Periodic Reporting for period 3 - ORIONAS (Lasercom-on-chip for next generation, high-speed satellite constelation interconnectivity)
Periodo di rendicontazione: 2021-05-01 al 2022-04-30
The H2020-SPACE-ORIONAS project has evolved with the aim to provide the above cited photonic technologies and demonstrate transceiver and amplifier circuits and modules that can disrupt both the shape of laser-com modems as well as the way they are built and tested. Leveraging these technologies, ORIONAS has demonstrated a number of compact transceivers and amplifiers applicable to high data rate direct or coherent detection OISLs. More specifically the project has demonstrated the following:
o Miniaturized electronic photonic (ePIC) modulator and receiver circuits for DPSK and coherent QPSK modulation formats.

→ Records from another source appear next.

PR #1345, opened 2026-04-19
SMODS.create_card now supports scale.w and scale.h

LunaAstraCassiopeia:
I have added the ability for SMODS.create_card to create a card with a specific scale as well! I added a few lovely patches to common_events.lua to give create_card another parameter (is that what its called) and later use it when creating a card using Card(). This is done by including a new "scale" key in the input table for SMODS.create_card, which should be a table with w and h scaling for width and height

for example, to create a Booster pack with its typical scaling, it would be:
`SMODS.create_card({set = 'Booster', scale = {w = 1.27, h = 1.27}}`

## Additional Info:

### DIFF
--- a/lovely/center.toml
+++ b/lovely/center.toml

o Assembly, integration and test (AIT) of the modulator and receiver circuits in bread-board modules.
o Compact erbium doped optical fiber amplifier featuring credit card footprint and low mass.
o Compact SOA booster amplifier featuring >20 dBm optical output power.
o Functional evaluation of the devices in the end-user system testbed.
In terms of technology readiness, ORIONAS has delivered critical designs, manufacturing of critical parts, assembly/integration of bread-board models and finally testing at part and BBM level to reach a TRL level of 3-4. Through its achievements and industrialization plan, ORIONAS is opening the opportunity for building a new generation of high-performance and low SWaP laser terminals within Europe and using high-end photonic technologies in which Europe has and continues to invest. ORIONAS has made targeted contributions to the evolution of European research and technology ecosystem as well as establishing a strong European supply chain for critical space photonic systems.
Highlights of the ePIC chip-level testing performed within ORIONAS are: a) Demonstration of SSC structures with losses as low as 1.7 dB when coupled to SMF lensed fiber, b) Ge photodiodes with low dark current (~45 nA) and high responsivity (>0.6 A/W), c) Verification of on-chip VOA and thermal tuning functions
2. AIT of the modulator and receiver ePICs into prototype bread-board model (BBM) sub-assemblies including the following: a) DPSK optical transmitter, b) DPSK optical receiver, c) IQ modulator and d) Coherent receiver.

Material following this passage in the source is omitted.